_PROVIDED MATERIAL_:
------------------------------------
PR #1728, opened 2018-01-07
vk: Fix shader module code length

msiglreith:
Casting from &[u8] to &[u32] requires adjusting the length.


kvark:
Why does the example work right now?

msiglreith:
Rechecked the specification and indeed, it's a u32 pointer but code size in bytes ..
Need to look again what's wrong with the lunarg sample

PR #1730, opened 2018-01-08
[RFC] Refactor queue creation

msiglreith:
Identify queue families by handle and use actual queue families only for device creation.
It hides the `RawQueueGroup` as implementation detail and gives the user a bit more contol over selecting the queue groups after creation.

Removes also the `open_with` function for now, as it's a bit awkward to use imo as we give up information about the order of queue families. I'm looking into replacing it with an alternative for single queue family selection using a filter, which is probably more common and sound.

Use-case scenario:
```rust
let adapter = instance.enumerate_adapters();
let (family_ids, families) = adapters.find_families(..);
let Gpu { device, queues } = adapter.open(families);
let main_queue = queues.take::<Graphics>(family_id[0]);
let compute_queue = queues.take::<Compute>(family_id[1]);

let graphics_pool = device.create_command_pool(main_queue.family());
```

Other motivation is implementation of portability layer to query queues from `(family_id, queue_id)`.

**WIP**: Backend implementations missing

### DIFF
--- a/src/hal/src/queue/family.rs
+++ b/src/hal/src/queue/family.rs
@@ -1,6 +1,7 @@
 //! Queue family and groups.
 
 use Backend;
+use backend::RawQueueGroup;
 use queue::{CommandQueue, QueueType};
 use queue::capability::{Capability, Graphics, Compute};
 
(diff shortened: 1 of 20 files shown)


src/hal/src/queue/family.rs
```diff
@@ -0,0 +1,106 @@
...
+    fn supports_compute(&self) -> bool {
+        Compute::supported_by(self.queue_type())
+    }
+}
+
+/// Identifier for a queue family of a physical device.
+#[derive(Debug, Copy, Clone, PartialEq, Eq, Hash)]
+pub struct QueueFamilyId(pub usize);
+
+// Only needed for backend implementations.
```
kvark: Perhaps, we could have a special module `hal::backend` where we re-export all the things that are needed for backends only, so that we can see all this semi-legal public API in one place?

src/hal/src/queue/family.rs
```diff
@@ -0,0 +1,106 @@
...
+#[doc(hidden)]
+pub struct RawQueueGroup<B: Backend> {
+    pub family: B::QueueFamily,
+    pub queues: Vec<B::CommandQueue>,
+}
+
+impl<B: Backend> RawQueueGroup<B> {
+    #[doc(hidden)]
+    pub fn new(family: B::QueueFamily) -> Self {
```
kvark: would `impl From<B::QueueFamily>` fit here?

src/hal/src/queue/family.rs
```diff
@@ -0,0 +1,106 @@
...
+        Queues(queues)
+    }
+
+    /// Removes the queue family with the passed id from the queue list and
+    /// returns the queue group.
+    ///
+    /// # Panics
+    ///
+    /// Panics if the family doesn't expose required queue capabilities.
+    pub fn take<C: Capability>(&mut self, id: QueueFamilyId) -> Option<QueueGroup<B, C>> {
```
kvark: looks good

src/hal/src/queue/family.rs
msiglreith: Sounds reasonable!

src/hal/src/queue/family.rs
msiglreith: yeah, would be applicable, but I have no clear preference between both approaches as it's backend only anyways. We want to hide the struct with it's function and it doesn't provide much benefit beside being a bit more ideomatic.

msiglreith:
bors r=kvark

PR #1731, opened 2018-01-08
[gl] Warden on CI, basic texture to buffer copies and memory mapping

kvark:
It's super annoying that GL doesn't have `GetTexSubImage`, which would make total sense in terms of API symmetry...

~~Next steps would be implementing the memory mapping.~~
Note:
We should probably use headless GL on CI. However, Travis Ubuntu 14.04 image only has an old "libosmesa6-dev" package that is not compatible with our `osmesa-sys`. Working around that doesn't appear to be trivial (but it is time consuming), and neither glutin or glium work on Linux CI either :/.
Fortunately, our headed GL context seems to be fine, so we are using that now.


kvark:
bors r=msiglreith

PR #1733, opened 2018-01-10
[RFC] Expose raw, union-based clearing API for portability

msiglreith:
The Vulkan API uses unions for [clear value structs](https://www.khronos.org/registry/vulkan/specs/1.0/man/html/VkClearValue.html), so we don't know which enum variant to choose when implementing the portability layer.

Therefore, I added new `raw` variants for a few clear based commands using union structs for the clear values, which should be memory layout compatible with the vulkan union structs. The raw functions are only exposed by the raw command buffer interface as they don't have much use for normal gfx-rs API users.

`clear_attachments` is excluded as I quite confident that we can infer the enum variants from the associated information when calling the function in the portability layer.

**Suggestions/feedback are welcome!**

~~Only defining the API layer for now, implementation will follow for empty/(gl)/dx12/vulkan (breaking metal again..)~~

### DIFF
--- a/src/backend/dx12/src/command.rs
+++ b/src/backend/dx12/src/command.rs
@@ -642,26 +642,25 @@ impl com::RawCommandBuffer<Backend> for CommandBuffer {
         }));
 
         let mut clear_iter = clear_values.into_iter();
-        let attachment_clears = render_pass.attachments.iter().enumerate().map(|(i, attachment)| {
-            AttachmentClear {
-                subpass_id: render_pass.subpasses.iter().position(|sp| sp.is_using(i)),
-                value: if attachment.ops.load == pass::AttachmentLoadOp::Clear {
-                    Some(*clear_iter.next().unwrap().borrow())
-                } else {
-                    None
-                },
-                stencil_value: if attachment.stencil_ops.load == pass::AttachmentLoadOp::Clear {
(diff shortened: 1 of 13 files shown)


kvark:
Wouldn't we need to know those types anyway for D3D12, Metal, and GL? It appears to me as raw-ifying the clear values would only help Vulkan backend.

msiglreith:
> Wouldn't we need to know those types anyway for D3D12, Metal, and GL?

That's correct, we need extract the right union variant from the image/imageview, at least to some extent.

> It appears to me as raw-ifying the clear values would only help Vulkan backend.

It's needed to implement some commands (e.g `vkCmdBeginRenderPass`) in `portability`, without introducing overhead of guessing the information, which should be cheaper in the gfx-rs implementation (not needing to store a IR of the framebuffer again on the portability side).

I can implement it for the dx12 backend to see how much it affects the backend implementation.

msiglreith:
dx12 implementation: https://github.com/gfx-rs/gfx/pull/1733/commits/488d4ca417100e8bd373bb46ea1ce2919f87bd37
Actually comes with no overhead as we already know from the views which variant to choose.

msiglreith:
Should be ready know. Need to check if CI passes, but I'm positive!
Metal renderpass clearing is currently unimplemented.
GL received a bit more love: Handles now subpass color output locations and correctly clearing of the color and depth-stencil attachments on first use.

PR #1741, opened 2018-01-16
Implement new mapping on metal

omni-viral:


src/backend/metal/src/device.rs
```diff
@@ -800,28 +800,64 @@ impl hal::Device<Backend> for Device {
...
     where
         I: IntoIterator,
         I::Item: Borrow<(&'a n::Memory, Range<u64>)>,
     {
-        unimplemented!()
+        for item in iter.into_iter() {
+            let (memory, ref range) = *item.borrow();
+            let mut mapping = memory.mapping.lock().unwrap();
+            assert!(mapping.is_some());
+            let mapping = mapping.as_ref().unwrap();
```
kvark: the assert above is covered by this `unwrap`

omni-viral: Correct.

src/backend/metal/src/native.rs
```diff
@@ -226,7 +232,64 @@ pub enum DescriptorSetBinding {
 }
 
 #[derive(Debug)]
-pub enum Memory {
+pub struct Memory {
+    pub(crate) heap: MemoryHeap,
+    pub(crate) allocations: Arc<Mutex<MemoryAllocations>>,
+    pub(crate) mapping: Mutex<Option<MemoryMapping>>,
```
msiglreith: A mutex is not strictly necessary here I think as `memory` in `vkMapMemory` and `vkUnmapMemory` should be externally synch following Vulkan.

src/backend/metal/src/native.rs
```diff
@@ -226,7 +232,64 @@ pub enum DescriptorSetBinding {
...
+        buffers.extend(self.starts.range(range.clone()).map(|(&start, &(end, ref b))| (start .. end, b.clone())));
+        let range = (Bound::Excluded(range.start), Bound::Included(range.end));
+        buffers.extend(self.ends.range(range).map(|(&end, &(start, ref b))| (start .. end, b.clone())));
+        buffers.sort_unstable_by_key(|&(_, ref b)| b.as_ptr());
+        buffers.dedup_by_key(|&mut (_, ref b)| b.as_ptr());
+        buffers
+    }
+
+    pub(crate) fn insert(&mut self, range: Range<u64>, buffer: metal::Buffer) {
+        self.starts.insert(range.start, (range.end, buffer.clone()));
```
msiglreith: Depending on the cost of cloning that buffer an additional `Vec<metal::Buffer>` might be handy and only storing indices in the trees.

omni-viral: Cloning cost for buffer should be similar to `Arc`

src/backend/metal/src/native.rs
omni-viral: `UnsafeCell` then?

kvark: Actually, this is not a perf concern. We can leave a `//TODO` comment and proceed.

kvark:
Bors r+

kvark:
Bors r+

PR #2690, opened 2019-03-10
[v0.18] Update winit/glutin -> 0.19/0.20

alexheretic:
Bumped for release
* gfx_window_dxgi -> `0.19`
* gfx_window_glutin -> `0.30`

Also updated gfx_app `env_logger` and some dev-dependencies because why not?

PR checklist:

### DIFF
--- a/Cargo.toml
+++ b/Cargo.toml
@@ -24,14 +24,14 @@ name = "gfx_app"
 
 [dependencies]
 log = "0.4"
-env_logger = "0.5"
-glutin = "0.19"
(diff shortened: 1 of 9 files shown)


alexheretic:
> I assume you need those updates to be published?

Yes please, at least `gfx_window_glutin` which is what I'm using.

kvark:
https://crates.io/crates/gfx_window_glutin/0.30.0
https://crates.io/crates/gfx_window_dxgi/0.19.0

PR #2694, opened 2019-03-12
Fix acquire semaphore initialization in quad example

Veykril:
Fixes a small error in the quad example that would cause problems for when `frames_in_flight` < `frame_images.len()`. Aligns the code with what the comments say.


kvark:
Thank you!
bors r+

PR #2696, opened 2019-03-14
[dx12] clear attachments and SRV component swizzles

kvark:
Fixes WebRender issue with clear rectangles on DX12. cc @zakorgy 
Note: the swizzles are only implemented for SRV. I don't know how to get them for other views.
PR checklist:


src/backend/dx12/src/device.rs
```diff
@@ -538,6 +541,9 @@ impl Device {
     ) -> Result<(), image::ViewError> {
         #![allow(non_snake_case)]
 
+        if info.component_mapping != IDENTITY_MAPPING {
+            warn!("Unsupported component_mapping for RTV: {:?}", info.component_mapping);
```
msiglreith: I don't think we should warn for these as it's not like this is allowed in the first case for vulkan in any use case.

PR #2697, opened 2019-03-14
[0.1/dx12] array attachment clear fix and SRV component mapping

kvark:
Sibling of #2696
PR checklist:

### DIFF
--- a/src/backend/dx12/src/conv.rs
+++ b/src/backend/dx12/src/conv.rs
@@ -5,11 +5,11 @@ use std::mem;
 
 use winapi::shared::basetsd::UINT8;
 use winapi::shared::dxgiformat::*;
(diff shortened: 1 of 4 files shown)


kvark:
Err, something is horribly broken here (5K loc changes)

kvark:
bors r=msiglreith

src/backend/dx12/src/conv.rs
```diff
@@ -104,6 +104,25 @@ pub fn map_format(format: Format) -> Option<DXGI_FORMAT> {
     Some(format)
 }
 
+pub fn map_swizzle(swizzle: Swizzle) -> UINT {
+    use hal::format::Component::*;
+
+    [swizzle.0, swizzle.1, swizzle.2, swizzle.3]
```
msiglreith: that looks really clean!

PR #2699, opened 2019-03-14
Metal presentation signposts

kvark:
Allows us to get a better idea of the swapchain performance when looking at a system trace. Disabled by default.
PR checklist:


kvark:
alright, no reviews, but seemingly harmless
bors r+

PR #2700, opened 2019-03-15
[mtl] retain NSView when used with existing layer

kvark:
Fixes the crash on exit in Dolphin
PR checklist:

### DIFF
--- a/src/backend/metal/src/lib.rs
+++ b/src/backend/metal/src/lib.rs
@@ -204,12 +204,13 @@ impl Instance {
             panic!("window does not have a valid contentView");
         }
 
-        // temporary, hopefully!
+        // Deprecated! Clients should use `create_surface_from_layer` instead.
         let is_actually_layer: BOOL = msg_send![view, isKindOfClass: class];
         if is_actually_layer == YES {
             return self.create_from_layer(view);
         }
 
+        msg_send![view, retain];
         let existing: CAMetalLayer = msg_send![view, layer];
         let use_current = if existing.is_null() {
             false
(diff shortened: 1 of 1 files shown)


src/backend/metal/src/lib.rs
```diff
@@ -210,6 +210,9 @@ impl Instance {
             return self.create_from_layer(view);
         }
 
+        // TODO: figure out why this is needed. Dolphin goes the `use_currect` path
+        // and crashes on exit when trying to release `NSView` otherwise.
+        msg_send![view, retain];
```
grovesNL: This seems right to me (even for the `existing` path), so maybe the `TODO` isn't needed?

Unless I'm misunderstanding, both `create_from_layer` and `create_from_uiview` appear to always `retain` already because we'll always `release` during `SurfaceInner`'s `drop` if `self.view` is `Some` (which it appears to be here).

In other words:

- With this change, we unconditionally `retain` here, and `release` during `drop` (i.e. add `1` to the ref count here and subtract `1` during `drop`). This seems right.
- Without this change, we don't `retain` here for `existing`, yet still `release` during `drop` (i.e. add `0` to the ref count here and subtract `1` during `drop`). This doesn't seem right, because we might cause `view` to be released too early if something else was holding a reference.

kvark:
That's the confusing part: we store it as cocoa::id, which is just a typedef for a pointer. Is it released on drop? I expect not.

kvark:
Bors r=grovesNL 

Let's continue discussion anyway, it's just clear that this is fixing a problem, for now.

grovesNL:
We do have `msg_send![object, release];` in `SurfaceInner`'s `drop`, so we'd need `retain`/`release` to be balanced at least.

I think `id` still uses the same referenced object for these memory management calls (i.e. `retain` and `release` aren't acting on the pointer itself, instead the actual view is used).

kvark:
Ah, right! Ok, we should be good then, great :)

Issue #2702, opened 2019-03-15
Eliminate excessive memcpy instructions


kvark:
Rust is lazy when constructing LLVM IR, relies a lot on LLVM optimization passes, which don't always deliver. One of the biggest issues is `memcpy` of larger chunks across the stack. We now have a helper tool to analyze those: https://github.com/jrmuizel/memcpy-find

kvark:
Here comes https://github.com/kvark/copyless

PR #2705, opened 2019-03-17
[mtl] use copyless vec helper

kvark:
Metal piece of #2702

This is just an optimization. Main idea is to bring structure construction closer to the placement spot. I.e. instead of doing 1) construct 2) try extending the vector 3) write into it, we now do 2-1-3, which allows the compiler to construct the data in place (without any `box` magic).

PR checklist:

### DIFF
--- a/src/backend/metal/src/command.rs
+++ b/src/backend/metal/src/command.rs
@@ -20,6 +20,7 @@ use hal::{
 
 use block::ConcreteBlock;
 use cocoa::foundation::{NSRange, NSUInteger};
+use copyless::VecHelper;
 use foreign_types::ForeignType;
 use metal::{
     self,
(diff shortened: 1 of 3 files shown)


src/backend/metal/src/command.rs
```diff
@@ -785,8 +786,10 @@ impl Journal {
                     soft::Pass::Compute => self.compute_commands.len(),
                     soft::Pass::Blit => self.blit_commands.len(),
                 };
-                self.passes
-                    .push((pass.clone(), range.start + offset..range.end + offset));
+                self.passes.alloc().init((
```
grovesNL: Is it possible to only have `push_no_copy` to avoid repeating `alloc().init()` and make it clear what's happening here?

kvark: nope :) this is the tricky bit - the whole point of that change is to separate value creation from the memory allocation. So the creation *has to* happen after `alloc()` is called, and wrapping it into a helper would ruin the idea.

kvark:
> Do we know whether this has a positive performance impact?

Nope. We did see visible impact on WebRender when doing a similar change though.
I'm planning on coming up with some crazy tests in `copyless` that verify when it works, and allows us to catch the moment of compiler maturing enough ;)

Let's go ahead, it's not a major change.
bors r=grovesNL

kvark:
Note: I screwed up one bit here, causing a panic. Quickly hot-fixed in the follow-up 3afab46c73a5cf711cd398deda8acb9a009a5b2a

PR #2706, opened 2019-03-17
[hal-0.1] Make Backend impl Default

termhn:
This allows types that are generic over Backend to be stored in a `specs::World`; backported to 0.1 so that it can be used with `rendy` until hal 0.2 release

PR checklist:


kvark:
Would it be possible for the user to implement `Default` manually as a workaround?
Also, I'm suspecting that changing `enum` to `struct` on public type is a breaking change...

termhn:
I've realized that I was being dumb and this isn't required. Perhaps deriving default should still be done, but it's not a blocker in this case

PR #2708, opened 2019-03-22
Remove FrameSync, add support for Metal acquiring fences

### LINKED ISSUE #2711: Remove FrameSync
Apparently, there are legit cases for applications wanting to do both semaphore and fence synchronization on acquiring a swapchain frame:
  - semaphore used to chain up following submissions
  - fence used for waiting later on, as back pressure

kvark:
Fixes #2711
It makes us compatible with the updated Diligent Engine.
Also improves Metal limits and logging of fences.

PR checklist:

### DIFF
--- a/examples/colour-uniform/main.rs
+++ b/examples/colour-uniform/main.rs
@@ -49,7 +49,7 @@ use std::{fs, iter};
 
 use hal::{
     buffer, command, format as f, image as i, memory as m, pass, pool, pso, window::Extent2D,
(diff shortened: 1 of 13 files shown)


kvark:
post-landing review is still needed
bors r+

kvark:
It's a fence versus the FrameSync as a semaphore. It's more strict for pointing to a specific iteration of a frame, i.e. we allow the user to check that fence long after the frame was acquired, even over multiple acquire cycles. We don't allow that for semaphores atm, since it's less practicle, but still possible.

Thanks for all the post-landing reviews!
Hope you landed smooth yourself as well ;)

PR #2715, opened 2019-03-26
[dx12] Remove extra flags on certain MemoryTypes

Brekcel:
Fixes #issue
PR checklist:

I might be misunderstanding how closely gfx-hal and the backends follow the Vulkan Spec but, according to the [Vulkan Spec](https://vulkan.lunarg.com/doc/view/1.0.30.0/linux/vkspec.chunked/ch10s02.html), MemoryTypes can not be `COHERENT` or `CPU_CACHED` without also being `CPU_VISIBLE`. Before this change, removing just the `CPU_VISIBLE` flag would cause some MemoryTypes to have a flag of `COHERENT` or `COHERENT | CPU_CACHED`. This change removes the extra flags as they shouldn't be on there with MemoryTypes that are not `CPU_VISIBLE`.


kvark:
bors retry

kvark:
bors retry

PR #3728, opened 2021-04-18
[0.7/dx12] Reset command allocators periodically

grovesNL:
Backport #3680 to hal-0.7 to avoid excess memory usage in DX12.

Some Bevy users were hitting this through wgpu, so it might be nice to backport this fix this in 0.7 too (instead of waiting for the next wgpu release).

I tried hal-0.7 with and without the fix on quad by repeatedly resizing the window, and the memory grows without the fix but seems stable with it (as expected).

PR checklist:
- [X] tested examples with the following backends: DX12

### DIFF
--- a/CHANGELOG.md
+++ b/CHANGELOG.md
@@ -1,5 +1,8 @@
 # Change Log
 
+### backend-dx12-0.7.1 (17-04-2021)
+  - reduce memory usage by resetting command allocators periodically
+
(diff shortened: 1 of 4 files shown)


kvark (approved):
Thank you!
bors r+

kvark:
This is published in 0.7.1 now 🚀

grovesNL:
Thank you!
------------------------------------
_TRY IT_: Only a number is wanted: how many lines of the data above contain "more"?

_SOLUTION FOR THIS TASK_: 5